Following with the previous post, this article examines some of the earliest accounts of women in the Church, although I find that they are either surrounded by legends and myths or ‘merely’ mothers to notable men.
Anthusa lived from c. 330 to 374 A.D. in Antioch. Widowed at the age of 20, she is remembered for her influence in the life of her son, John Chrysostom, one of the greatest preachers and leaders of the 4th-century church. Her contemporaries tell us Anthusa was cultured, attractive, and from a wealthy family. Yet she chose to not remarry after her husband’s death, deciding instead to devote herself to rearing her two children, John and his sister.
John later wrote that his mother not only taught her children to know and love the teachings of the Bible, but also that her very life was a model of biblical teaching. A student of law, rhetoric and the Scriptures, John was ordained by Bishop Meletius and later became bishop of Constantinople. A zealous missionary himself, he inspired numerous others to serve as missionaries. And he always emphasized that a crucial factor to effective evangelism is for Christians to be living examples of Christ-centeredness. Surely he learned something of this from his mother Anthusa.

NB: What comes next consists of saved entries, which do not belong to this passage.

PR #11816, opened 2024-04-25
Fix #11806: FileUpload switch error to dev warning

### LINKED ISSUE #11806: FileUpload: Decoding FileUpload requires contentType "multipart/form-data"
### Describe the bug

In FileUploadRenderer I see the following method:

 ```
        if (!fileUpload.isDisabled()) {
                LOGGER.severe(() -> "Decoding FileUpload requires contentType \"multipart/form-data\"." +
                        " Skipping clientId: " + component.getClientId(context));
                return;
            }

            PrimeApplicationContext applicationContext = PrimeApplicationContext.getCurrentInstance(context);

            FileUploadDecoder decoder = applicationContext.getFileUploadDecoder();
            decoder.decode(context, fileUpload);
        }
    }

```

On one of my pages, I get the above severe error message. I did set a breakpoint there and find that the request in question is indeed `content-type = application/x-www-form-urlencoded;` but it also is `faces-request = partial/ajax`.

This is just during rendering of the p:fileUpload. The upload itself is working perfectly fine.

Is the logging condition correct as it is, or shouldn't it exclude partial ajax requests here?

### Reproducer

    <h:head>
    </h:head>
    <h:body>

        <h:form id="frmTest">

          <p:fileUpload 
            auto="true" dragDropSupport="true" mode="advanced" skinSimple="false"
            update="@form" multiple="true" sequential="true" />

          <p:commandButton value="Refresh" partialSubmit="true" update="@form" />
        </h:form>

    </h:body>
</html>

### Expected behavior

The message should not be logged for partial updates.

### PrimeFaces edition

None

### PrimeFaces version

14.0.0-RC3

### Theme

_No response_

### JSF implementation

MyFaces

### JSF version

2.3

### Java version

21

### Browser(s)

_No response_

### PR DESCRIPTION
**Pull request by melloware**
Fix #11806: FileUpload switch error to dev warning

### DIFF
--- a/primefaces/src/main/java/org/primefaces/component/fileupload/FileUploadRenderer.java
+++ b/primefaces/src/main/java/org/primefaces/component/fileupload/FileUploadRenderer.java
@@ -38,27 +38,24 @@ import javax.faces.context.ResponseWriter;
 import javax.faces.convert.ConverterException;
 import java.io.IOException;
 import java.util.Arrays;
-import java.util.logging.Logger;
 
 public class FileUploadRenderer extends CoreRenderer {
-
-    private static final Logger LOGGER = Logger.getLogger(FileUploadRenderer.class.getName());
 
     @Override
     public void decode(FacesContext context, UIComponent component) {
         FileUpload fileUpload = (FileUpload) component;
-        if (!fileUpload.isDisabled()) {
-            if (!context.getExternalContext().getRequestContentType().toLowerCase().startsWith("multipart/")) {
-                LOGGER.severe(() -> "Decoding FileUpload requires contentType \"multipart/form-data\"." +
-                        " Skipping clientId: " + component.getClientId(context));
-                return;
-            }
-
-            PrimeApplicationContext applicationContext = PrimeApplicationContext.getCurrentInstance(context);
-
-            FileUploadDecoder decoder = applicationContext.getFileUploadDecoder();
-            decoder.decode(context, fileUpload);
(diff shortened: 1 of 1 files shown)

### CODE REVIEW

**Comment by tandraschko** [comment]
We can so remove the "return" to not break something

**Comment by melloware** [comment]
OK I removed the `return;` and I also short circuit the `isDisabled` check rather than having the nested IF.

File: primefaces/src/main/java/org/primefaces/component/fileupload/FileUploadRenderer.java [hunk 1]
```diff
@@ -38,27 +38,24 @@
...
-                LOGGER.severe(() -> "Decoding FileUpload requires contentType \"multipart/form-data\"." +
-                        " Skipping clientId: " + component.getClientId(context));
-                return;
-            }
+        if (fileUpload.isDisabled()) {
+            return;
+        }
+        if (!context.getExternalContext().getRequestContentType().toLowerCase().startsWith("multipart/")) {
+            logDevelopmentWarning(context,
+                    "Decoding FileUpload requires contentType \"multipart/form-data\". Skipping clientId: " + component.getClientId(context));
```
tandraschko: remove the word "Skipping", we dont skip anymore

melloware: Removed skipping!  new message is `"Decoding FileUpload requires contentType \"multipart/form-data\" for clientId: " + component.getClientId(context)`

PR #14680, opened 2026-02-10
Fix primefaces#14669: Touchable tag overrides onclick/mousedown event

### LINKED ISSUE #14669: Paginator: Touchable tag overrides onclick/mousedown event of selectCheckboxMenu
### Describe the bug

The touchable tag messes with the onclick/mousedown event of SelectCheckboxMenus when used in custom filters in Datatables. 
The problem only occurs in chromium based browsers (tested in google-chrome:144.0.7559.132 and chromium:144.0.7559.96) and was not reproducible in Firefox. 
The bug might even depend on specific versions of chrome because the bug was not reliably reproducible on different machines, but I am able to reproduce it on the current latest. 

The bug is pretty niche since it only occurs on chromium browsers and occurs with custom filters utilizing the SelectCheckboxMenu element and can be avoided by disabling the touchable tag.
I unfortunately wasn't able to find the exact cause of this behavior but I might check again at a later time.

### Reproducer

[reproducer.zip](https://github.com/user-attachments/files/25184765/reproducer.zip)

### Expected behavior

SelectCheckboxMenu is clickable in a custom datatable filter

### PrimeFaces edition

None

### PrimeFaces version

16.0.0-SNAPSHOT

### Theme

_No response_

### JSF implementation

All

### JSF version

4.0.3

### Java version

11

### Browser(s)

google-chrome:144.0.7559.132, chromium:144.0.7559.96

joshhuyn:
Fix #14669

### DIFF
--- a/primefaces/src/main/frontend/packages/components/src/forms/forms.selectcheckboxmenu.widget.js
+++ b/primefaces/src/main/frontend/packages/components/src/forms/forms.selectcheckboxmenu.widget.js
@@ -375,7 +375,7 @@ PrimeFaces.widget.SelectCheckboxMenu = class SelectCheckboxMenu extends PrimeFac
                 $this.jq.removeClass('ui-state-hover');
                 $this.triggers.removeClass('ui-state-hover');
             }
-        }).on('mousedown.selectCheckboxMenu', function(e) {
+        }).on('click.selectCheckboxMenu', function(e) {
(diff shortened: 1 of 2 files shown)


melloware (approved):
These changes look good to me.  You are right it was weird it was doing both `mousedown` and `click`

PR #14687, opened 2026-02-13
CDK: Required fields

melloware:


primefaces/src/main/java/org/primefaces/component/api/UITree.java
```diff
@@ -487,9 +426,9 @@ public void processDecodes(FacesContext context) {
         pushComponentToEL(context, this);
 
         preDecode(context);
-        Map<String, SavedState> saved = (Map<String, SavedState>) getStateHelper().get(PropertyKeys.saved);
+        Map<String, SavedState> saved = (Map<String, SavedState>) getStateHelper().get("saved");
```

Chrysostom is known as the writer of numerous biblical commentaries, and as one of the most articulate and influential spokesmen for Christianity in his era. So much so, in fact, that the Empress Eudoxia tried in Chrysostom’s later years to silence the preacher by banishing him. Chrysostom deeply revered his mother, admiring her prayers and her faith, and cared for her until her death. We don’t know much else about Anthusa, but we know she had great positive influence, at the least by way of her influential son.